As stated, Hb measurement along with other parameters can be used to identify different types of anaemia as described here

Hb 12 g/dl Not anaemic
Hb 10–11 g/dl Mild anaemia
Hb 8–9 g/dl Moderate anaemia
Hb 6–7 g/dl Marked anaemia
Hb 4–5 g/dl Severe anaemia
Hb 4 g/dl Critical

ACUTE PANCREATITIS


Very high concentrations of serum or plasma amylase (over 1850 U/l) are virtually diagnostic of acute
pancreatitis or acute episodes of chronic relapsing pancreatitis.

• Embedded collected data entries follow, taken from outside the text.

PR #527, opened 2017-08-03
Refine WAIC algorithm and add more involved example.

NLMichaud:
This PR revises the `calculateWAIC()` method of objects created from a call to `buildMCMC()`.  The new algorithm for WAIC calculation should be orders of magnitude faster, and includes more stable handling of log probabilities.

Additionally, another test example of WAIC calculation is included, this time for a model with 900+ data points.  The WAIC calculated by NIMBLE is compared to results obtained using the `stan` and `loo` packages.  @perrydv The new test requires data to be loaded from a website to create the testing model.  Specifically the data for the model, named `wells`, is obtained using the lines:

```
  url <- "http://stat.columbia.edu/~gelman/arm/examples/arsenic/wells.dat"
  wells <- read.table(url)
```
Will it be a problem to have urls accessed from testing?


fritzo:
Reading urls during testing can make the tests flaky (fail due to network error). I would recommend testing the result and using `testthat::skip('No network connection)` on error. Indeed this is the example use case given for `testthat::skip()`: https://github.com/hadley/testthat/blob/master/R/skip.R#L32

danielturek:
@NLMichaud I was trying out `MCMC$calculateWAIC`, and also the speed-ups in this PR.

Below is a model (not minimalistic, sorry about that), for which the previous `calculateWAIC()`, which is on devel, runs ok, but running on this branch (`fasterWAIC`) has a heap of problems.

Without looking into it at all, perhaps it has to do with the multivariate data nodes?

```
    library(nimble)
    code <- nimbleCode({
        x ~ dgamma(1, 1)
        a  ~ dnorm(0, x)
        a2 ~ dnorm(0, tau = 3*x+0)
        b  ~ dpois(0+5*x)
        b2 ~ dpois(1*x*1)
        c ~ dgamma(1, 7*x*5)
        for(i in 2:3) {
            jTau[i] <- 1
            jNorm[i] ~ dnorm(c * (a+3) - i, var = jTau[i])
            kTauSd[i] <- 2
            kLogNorm[i] ~ dlnorm(0 - a - 6*i, kTauSd[i])
        }
        z[1:3] ~ dmnorm(mu0[1:3], prec = ident[1:3,1:3])
        mu_y2[1:2] <- asCol(A[1:2]) + B[1:2,1:3] %*% asCol(z[1:3])
        mu_y3[1:3] <- asCol(A[1:3]) + B[1:3,1:3] %*% asCol(z[1:3])
        mu_y5[1:5] <- asCol(A[1:5]) + B[1:5,1:3] %*% asCol(z[1:3])
        y2[1:2] ~ dmnorm(mu_y2[1:2], prec = prec_y[1:2,1:2])
        y3[1:3] ~ dmnorm(mu_y3[1:3], prec = prec_y[1:3,1:3])
        y5[1:5] ~ dmnorm(mu_y5[1:5], prec = prec_y[1:5,1:5])
    })
    mu0 <- rep(0,3)
    ident <- diag(3)
    A <- 11:15
    B <- matrix(1:15, nrow=5, ncol=3, byrow=TRUE)
    prec_y <- diag(1:5)
    constants <- list(mu0=mu0, ident=ident, A=A, B=B, prec_y=prec_y)
    data <- list(y2=1:2, y3=1:3, y5=1:5)
    inits <- list(a = 0, z=rep(0,3))
    conf <- configureMCMC(Rmodel)
    Rmcmc <- buildMCMC(conf)
    Cmcmc <- compileNimble(Rmcmc, project = Rmodel)
    niter <- 10000
    set.seed(0)
    Cmcmc$run(niter)
    waic <- Cmcmc$calculateWAIC(burnIn = 2000)
    print(waic)
    ## 20.46023

Warning: in nimArr_2_ManyModelAccess, accessor larger than NimArr!
Warning: after completing ManyModelAccess_2_nimArr, nimCurrent != nimEnd. Perhaps the NimArr was longer than the accessor?
Warning: in nimArr_2_ManyModelAccess, accessor larger than NimArr!
Warning: after completing ManyModelAccess_2_nimArr, nimCurrent != nimEnd. Perhaps the NimArr was longer than the accessor?
Warning: in nimArr_2_ManyModelAccess, accessor larger than NimArr!
Warning: after completing ManyModelAccess_2_nimArr, nimCurrent != nimEnd. Perhaps the NimArr was longer than the accessor?
Warning: in nimArr_2_ManyModelAccess, accessor larger than NimArr!
Warning: after completing ManyModelAccess_2_nimArr, nimCurrent != nimEnd. Perhaps the NimArr was longer than the accessor?
Warning: in nimArr_2_ManyModelAccess, accessor larger than NimArr!
Warning: after completing ManyModelAccess_2_nimArr, nimCurrent != nimEnd. Perhaps the NimArr was longer than the accessor?
```

danielturek:
@NLMichaud Confirmed, the problem is arising because of multivariate data nodes.

danielturek:
@NLMichaud Is it ok if I push stylistic changes (only) to this `fasterWAIC` branch?

NLMichaud:
Sure thing @danielturek!  Make any changes as you see fit.  And thank you for finding and investigating that multivariate data node bug!

danielturek:
@NLMichaud I tested the fixes on this branch, and it seems to work great with multivariate data nodes.  LGTM.

danielturek:
@NLMichaud I tested the fixes on this branch, and it seems to work great with multivariate data nodes.

danielturek:
@NLMichaud One more question.  I'm sorry that I didn't raise this earlier, but how set are we on the argument name `burnIn` that's used by `calculateWAIC()`?  Is it too late to change the name of that argument?

I ask because:
- `MCMCsuite()` uses an argument called `burnin`, and it's much, much too late to change that one!
- `runMCMC()` uses an argument called `nburnin`, which was selected to be consistent with the other arguments, `niter` and `nchains`.

So, I'm trying to avoid adding **another** spelling of a "burn-in" argument.  In my ideal world, I think I would mimic the `nburnin` name, that's used by `runMCMC()`.

What do you think?

NLMichaud:
Good point @danielturek.  I definitely agree that adding another spelling of "burn-in" is one too many, and support the changing the argument name to `nburnin`.  Would it make sense to also detect whether a user has provided a `burnIn` argument, and if so give them a warning that the `burnIn` argument name is deprecated and will no longer be supported in future versions of NIMBLE?

danielturek:
@NLMichaud Yes, I guess it makes sense.  Do you know how much usage `calculateWAIC()` has yet?  I really don't know.  Also, I'm not sure how easy it would be, but I suppose you could add the new argument `nburnin`, and then if the old argument `burnIn` has a value other than the default value (like -100 or something), then issue a warning.  What do you think?  Are you up for making the change?

NLMichaud:
@danielturek I'm definitely up for making the change!  I have no good sense for how much use `calculateWAIC()` has, but I know at least one user has used it (the user who provided the impetus for the refined algorithm).   I just pushed a commit that should implement the naming changes.  One quirk: I tried using -100 as the default value for the `burnIn` argument, but found that currently negative numbers can't be used as default values (this is filed as issue #562).  Thus `burnIn` now defaults to 0, and issues a warning if a non-zero number is detected.

danielturek:
@NLMichaud Thanks for jumping on this change.  That certainly is an oddity about negative default values for arguments!

Only wanted to mention that aside from the naming of `burnIn` (which I know you're addressed), I'm happy with the state of the `calculateWAIC()` function.

NLMichaud:
Great, thanks @danielturek and @fritzo for the code review!

PR #819, opened 2018-12-01
added conjugacy checking for dnorm_invgamma

paciorek:
For testing only.

This adds conj detection for normal-invgamma but for use only in BNP models.


paciorek:
This did not trigger travis. Will try again.

Issue #795, opened 2018-10-17
Incorrect identification of end nodes


aaronspringford:
I'm new to nimble, so this may be an issue with syntax or something else, but I'm having difficulty with a model in which the likelihood depends on a stochastic vector. In this case, the first element of the stochastic vector is correctly identified as *not* being an end node, but the remainder of the stochastic vector is incorrectly identified as end nodes. Here is a (dumb) simplified example:

```r
library(nimble)

model <- nimbleCode({
  p ~ dbeta(1,1)
  q1 ~ dbeta(1,1)
  q2 ~ dbeta(1,1)
  
  for( i in 1:10 ){
    a[i] ~ dbern(0.3)
    pp[1:3] <- nimC( a[i]*(1-p-q1) + (1-a[i])*(1-q2), a[i]*q1 + (1-a[i])*q2, a[i]*p )
    y[i] ~ dcat( pp[1:3] )
  }
})

model_data <- list( y = sample( 1:3, 10, replace = TRUE, prob = c(0.2, 0.3, 0.5) ) )
mod <- nimbleModel( code = model, data = model_data )
mod$isEndNode("a")

 a[1]  a[2]  a[3]  a[4]  a[5]  a[6]  a[7]  a[8]  a[9] a[10] 
FALSE  TRUE  TRUE  TRUE  TRUE  TRUE  TRUE  TRUE  TRUE  TRUE 
```
I'm running Windows R-3.4.2 with nimble v. 0.6-12
Thanks.

aaronspringford:
I think what I need to do here is have a matrix for `pp` i.e. `pp[1:3,1:10]`

paciorek:
Hi Aaron,

A fundamental issue here is that your code tries to redefine pp[1:3] multiple times (once for each iteration of the loop), but BUGS is a declarative language, so pp[1:3] should only appear on the left hand side once.

We should probably produce an error or warning when you try to build this model because it is not BUGS syntax that we want to allow, but what is happening is that pp[1:3] is being defined for i=1 and then our processing does not redefine pp[1:3], so a[2], ..., a[10] have no dependents. 

I don't know exactly what you are trying to do, but I could imagine it would be natural to have some thing like:
```
pp[1:3,i] <- nimC( a[i]*(1-p-q1) + (1-a[i])*(1-q2), a[i]*q1 + (1-a[i])*q2, a[i]*p )
y[i] ~ dcat(pp[1:3, i])
```
[...]

PR #822, opened 2018-12-01
added warning about multiply-defined nodes in genExpandedNode...

paciorek:
This addresses issue #795, namely a user not having complete indexing for a LHS expression within a loop, e.g.,
```
for(i in 1:3) {
   mu ~ dnorm(0,1)
   for(j in 1:3)
     mu0[i,1] ~ dnorm(0,1)
}
```

@perrydv and @danielturek please take a quick look as this check will be done on all models. I think it's basically what we want as I don't think any cases of redefining a LHS are standard use of NIMBLE, but open to thoughts.


danielturek:
Restarted travis build.  Hopefully the failure was a fluke

danielturek:
Changes look good.

PR #824, opened 2018-12-11
allows user to request error messages after compileNimble fails

paciorek:
This addresses NCT issue 100. 

@danielturek @perrydv if one of you has a chance, please run the following on a Windows machine and report the results: 
```
a = nimbleFunction(
    run = function(x=double(1)) {
        for(i in 1:3)
                x[i-1] = x[i]*'a'
        returnType(double(1))
        return(x)
    })
ca = compileNimble(a, showCompilerOutput=TRUE)
ca = compileNimble(a, showCompilerOutput=FALSE)
printErrors()
printErrors(excludeWarnings = FALSE)
```

### DIFF
--- a/packages/nimble/R/all_utils.R
+++ b/packages/nimble/R/all_utils.R
@@ -181,3 +181,20 @@ createNamedObjectsFromList <- function(lst, writeToFile = NULL, envir = parent.f
     }
 }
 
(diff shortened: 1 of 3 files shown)


paciorek:
@perrydv tried on Windows and things looked good.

When chronic pancreatitis has reached
the stage of scarring and calcification, the serum amylase level is usually normal.
With acute pancreatitis, the rise in serum or plasma amylase is often very brief with the enzyme reaching its highest level within 12–24 hours and returning to normal within 3–5 days.

Slight to moderate increases of serum amylase must be interpreted carefully. They are not diagnostic of acute pancreatitis unless the blood has been
collected too late to catch the peak level.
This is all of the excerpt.